As we neared the end of the Charvin Dave returned with a Sommelier’s battery to address the Inglenook. He carefully cut the foil, cleaned the top, thought about using a corkscrew then opted for the Ah-So. He carefully extracted the cork most of the way, revealing the sides of an old mature cork. With his hand he removed it from the bottle. The business end was covered with shimmering wein-stein and the whole smelled proper. He poured me a small taste.

There was youthful ripe fruit on the nose which I quickly confirmed in the mouth where there were also some wood box notes. It was in great shape which Clark confirmed. I told Dave he should have a glass and not just a taste.

We spent the rest of the evening drinking the majority of the bottle, investigating it for clues, taking pictures, and searching online for information. We both agreed it was not like a Tawny Port for the fruit was too primary. To Clark it was more a Ruby and to me a Late Bottled Vintage. The fruit was still primary with plenty of residual sugar. The spirits it was fortified with must have been top-notch, no spirituous edges, perfectly integrated. We imagined the wood box notes from old, large oak casks and not redwood. Certainly not new wood. There was good color and a moderate amount of very fine tannins. The combination of residual sugar, acidity, and alcohol would allow this to last past the middle of the century.

What were we drinking? The only reference we could find was a listing on cellar tracker but without any tasting notes. What is a Cabinet Port? It was designated a Private Reserve Limited Bottling which made us wonder if only a barrel was produced. Were we drinking the last remaining bottle? The label indicated 750mL with the glass showing volume in both metric and English units. Could it have been produced in the 1960s then bottled after 1974 when the metric system was adopted?  In a Tweet from Inglenook they said port was made at the estate but it was many years ago.  Dave could not find any records on how Wild Ginger had acquired the bottle.  The punt had little white dots and was engraved with WP-3 28 OK-1.  Julie found reference to Inglenook’s Cabinet wines in James T. Lapsley’s Bottled Poetry which provided our first clue.  Carl Bundschu begin working with Inglenook at Repeal.  In August 1933 Bundschu outlined a three-year plan to restore Inglenook so that it could one again compete with the best.  In 1934 Bundschu revealed the “I.V.Y.” brand of standard quality wines followed a year later by the “Cabinet” label “for special lots of reserve varietal wine.”  From 1933 to 1964 Inglenook produced highly regarded wines under John Daniel, Jr.
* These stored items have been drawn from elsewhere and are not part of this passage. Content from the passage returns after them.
PR #220, opened 2020-10-16
[prometheus-cloudwatch-exporter] Allow Helm variables in config

rsotnychenko:
Signed-off-by: Rostyslav Sotnychenko <me@sota.sh>

One might want to collect the exact same set of metrics in different environments, with a difference only in tag filter value (`metrics.*.aws_tag_select.tag_selections.someLabel=XXXX`).
Given that definition of what metrics to collect takes most of the configuration file, it's handy to have an ability to change a single variable instead of overwriting the whole config from scratch. 

#### Checklist

- [x] Chart Version bumped

### DIFF
--- a/charts/prometheus-cloudwatch-exporter/templates/configmap.yaml
+++ b/charts/prometheus-cloudwatch-exporter/templates/configmap.yaml
@@ -9,4 +9,4 @@ metadata:
     heritage: {{ .Release.Service }}
 data:
   config.yml: |
-{{ printf .Values.config | indent 4 }}
+{{ tpl .Values.config . | indent 4 }}
--- a/charts/prometheus-cloudwatch-exporter/templates/configmap.yaml
+++ b/charts/prometheus-cloudwatch-exporter/templates/configmap.yaml
@@ -9,4 +9,4 @@ metadata:
     heritage: {{ .Release.Service }}
 data:
   config.yml: |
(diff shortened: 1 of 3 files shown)


monotek (changes requested):
Maybe a hint in the values.yaml that the variable is templated would be nice.

rsotnychenko:
@monotek readme for this chart does not contain any information regarding chart's variables, but a link to `values.yaml`. So I added the note directly into `values.yaml`

charts/prometheus-cloudwatch-exporter/templates/configmap.yaml
```diff
@@ -9,4 +9,4 @@ metadata:
     heritage: {{ .Release.Service }}
 data:
   config.yml: |
-{{ printf .Values.config | indent 4 }}
+{{ tpl .Values.config . | indent 4 }}
```
torstenwalter, line 12:
```suggestion
    {{ tpl .Values.config . | nindent 4 }}
```

rsotnychenko: @torstenwalter that is done.

torstenwalter (approved):

torstenwalter:
@monotek For me this looks good now. You requested changes earlier on. I think those are already implemented. Could you approve and merge?

monotek (approved):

With the tough financial times of the 1960s John Daniel, Jr. sold the winery to Louis Petri, founder of Allied Grape Growers and United Vintners.  Production shifted to jug wines, the reputation plummeted, and in 1969 it was sold again to Heublein.  The reputation spiraled even lower.  In 1972 the Daniel family sold the original mansion and surrounding vineyards to Francis Ford Coppola who begin to produce wine under the Niebaum-Coppola label with the 1978 vintage.  The Inglenook name and trademark continued to be traded around until Coppola was able to purchase it in the spring of 2012.  This spring the Inglenook label will return with the release of the 2009 Cask Cabernet Sauvignon.
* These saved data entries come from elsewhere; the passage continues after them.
PR #224, opened 2020-10-16
[kube-prometheus-stack] Allow use of Prometheus Operator master image tag

rothsa:
Signed-off-by: Sally Lehman <slehman@ripple.com>

The latest master build of the prometheus-operator chart cannot currently be used with kube-prometheus-stack because the deployment.yaml restricts customization only to release numbers.

This modification allows for releases, as well as the latest [master build of prometheus operator](https://quay.io/repository/prometheus-operator/prometheus-operator?tab=tags
) to be used with the chart.

cc'ing chart maintainers mentioned in Chart.yaml, as recommended in the Pull request guidelines:
@vsliouniaev @bismarck @gianrubio @gkarthiks @scottrigby @Xtigyro 

#### Checklist
- [x] Chart Version bumped

### DIFF
--- a/charts/kube-prometheus-stack/templates/prometheus-operator/deployment.yaml
+++ b/charts/kube-prometheus-stack/templates/prometheus-operator/deployment.yaml
@@ -39,7 +39,8 @@ spec:
           {{- end }}
           imagePullPolicy: "{{ .Values.prometheusOperator.image.pullPolicy }}"
           args:
-            {{- if semverCompare "< v0.39.0" .Values.prometheusOperator.image.tag }}
+            {{- if eq .Values.prometheusOperator.image.tag "master" -}}
+            {{- else if (semverCompare "< v0.39.0" .Values.prometheusOperator.image.tag) -}}
             - --manage-crds={{ .Values.prometheusOperator.manageCrds }}
             {{- end }}
             {{- if .Values.prometheusOperator.kubeletService.enabled }}
--- a/charts/kube-prometheus-stack/templates/prometheus-operator/deployment.yaml
+++ b/charts/kube-prometheus-stack/templates/prometheus-operator/deployment.yaml
@@ -39,7 +39,7 @@ spec:
           {{- end }}
           imagePullPolicy: "{{ .Values.prometheusOperator.image.pullPolicy }}"
           args:
-            {{- if eq .Values.prometheusOperator.image.tag "master" -}}
+            {{- if regexMatch "master.*" .Values.prometheusOperator.image.tag -}}
             {{- else if (semverCompare "< v0.39.0" .Values.prometheusOperator.image.tag) -}}
             - --manage-crds={{ .Values.prometheusOperator.manageCrds }}
             {{- end }}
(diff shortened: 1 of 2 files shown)


charts/kube-prometheus-stack/templates/prometheus-operator/deployment.yaml
```diff
@@ -39,7 +39,8 @@ spec:
           {{- end }}
           imagePullPolicy: "{{ .Values.prometheusOperator.image.pullPolicy }}"
           args:
-            {{- if semverCompare "< v0.39.0" .Values.prometheusOperator.image.tag }}
+            {{- if eq .Values.prometheusOperator.image.tag "master" -}}
```
scottrigby, line 42: @rothsa thanks I wasn't aware there was a `master` tag.

But just so I understand the issue, what happens when you configure `prometheusOperator.image.tag` to `master`? I haven't tested it but guessing `semverCompare` thinks `master` is `<` `v0.39.0`? Assuming yes (or whatever the reason), would you also add a comment above this line explaining why there's an empty `if` condition? I can easily imagine this being cleaned up in future if there's no why.

Just a thought - since I see there are multiple `master*` tags (`master-arm64` etc), it may be better to use [regexMatch ](http://masterminds.github.io/sprig/strings.html#regexmatch-mustregexmatch) check instead of checking only `master`. WDYT?

scottrigby (changes requested):

charts/kube-prometheus-stack/templates/prometheus-operator/deployment.yaml
metroshica: @scottrigby Correct, it throws an error when trying to compare `master` to a semver. Here's what we were seeing when trying to set the `prometheusOperator.image.tag` to `master`:

`Error: UPGRADE FAILED: template: kube-prometheus-stack/templates/prometheus-operator/deployment.yaml:42:19: executing "kube-prometheus-stack/templates/prometheus-operator/deployment.yaml" at <semverCompare "< v0.39.0" .Values.prometheusOperator.image.tag>: error calling semverCompare: Invalid Semantic Version`

I'll let @rothsa answer the regex question but shouldn't be too hard to implement a `master*` regex.

scottrigby: Sounds fair 🙂

metroshica: Looks like `{{- if regexMatch "master.*" .Values.prometheusOperator.image.tag -}}` does the trick. I'll touch base with @rothsa this morning.

rothsa: Yes, this looks great. Metroshica is correct about the error. Thanks for the suggestion and the changes.

rothsa:
This is ready for review again. :)

metroshica:
@scottrigby Anything else needed here to get this merged?

bismarck (approved):
lgtm

bismarck:
@scottrigby Any idea why the linter is failing with `Error: no repository definition for https://kubernetes-charts.storage.googleapis.com/. Please add the missing repos via 'helm repo add'`?

bismarck:
@rothsa Could you update your fork one more time? Looks like we're getting hit by #260

rothsa:
@bismarck thanks, done.

scottrigby:
@rothsa  nice work 👏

References to Inglenook “Cabinet” wines are rare and so are references to Inglenook “Port”.  Bonhams has auctioned off various bottles of Inglenook wines dating back to 1890.  In a recent auction from June 2011 two bottles of “Inglenook Cabernet Sauvignon 1933” were auctioned off with the description “Showing remarkable condition for their age, these wines include the 1933 Inglenook Cabernet Sauvignon, the first wine produced by Inglenook following Prohibition”.  The label of our bottle is remarkably similar to these bottles.  In fact these bottles have a diagonal neck label stating “Cabinet Vintage 1933.”  Our label is clearly an updated version of the original “Cabinet” label.  Our label noticeably differs in the inclusion of “Private Reserve, Limited Bottling”, the addition of “Cabinet”, and volume specified as “750mL” instead of “1 Pint 8 Fluid Ounces.”

Images from Bonhams, June, 2011 Auction.

Image from Bonhams, June, 2011 Auction.

In the 1980s Heublein briefly tried to restore the Inglenook name and indeed I recall a few bottles of 1985 Inglenook Cask Reserve Cabernet Sauvignon which my uncle had purchased.  In The 11th Heublein Premiere National Auction of Rare Wines there are lots of “1970-1980 Cabernet, Charbono & Cabinet Port, Inglenook Winemaker’s Auction Selection”.  There are many references to 1979 Centennial wines with labels that state as such.  With the 1980 Reserve Cabernet Sauvignon release Inglenook brought back the Inglenook Diamond but in a completely new graphic design.  My best guess?  This is a bottle from 1974-1978.  Perhaps more clues are to be found in Christie’s auction of Inglenoook wines from Coppola’s cellar back in September 2011.  Or in Tom Parker’s “Inglenook Vineyards” published in 1979.  I will update this post with any additional information.

It was a great evening. The food and wines were excellent. To be able to drink the renowned 2001 Charvin then follow on with an outstanding, unknown Inglenook port took us to another level of happiness. It is an evening that shall never be repeated at Wild Ginger. We drank the last bottle of Charvin and the only bottle of Inglenook.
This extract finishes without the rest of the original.